─── Available data

PR #368, opened 2020-11-23
 update ShouldSample's parent parameter to be Context

### LINKED ISSUE #290: Update ShouldSample's parent parameter to be Context
See https://github.com/open-telemetry/opentelemetry-specification/pull/881 for details.

drexler:
Resolves #290

### DIFF
--- a/opentelemetry/src/sdk/trace/sampler.rs
+++ b/opentelemetry/src/sdk/trace/sampler.rs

──────

> [Problem details] Lines from the one containing "--- a/opentelemetry/src/sdk/trace/sampler.rs" through the last line of the data above are the only output wanted; restate them exactly.

> [Your solution]
--- a/opentelemetry/src/sdk/trace/sampler.rs
+++ b/opentelemetry/src/sdk/trace/sampler.rs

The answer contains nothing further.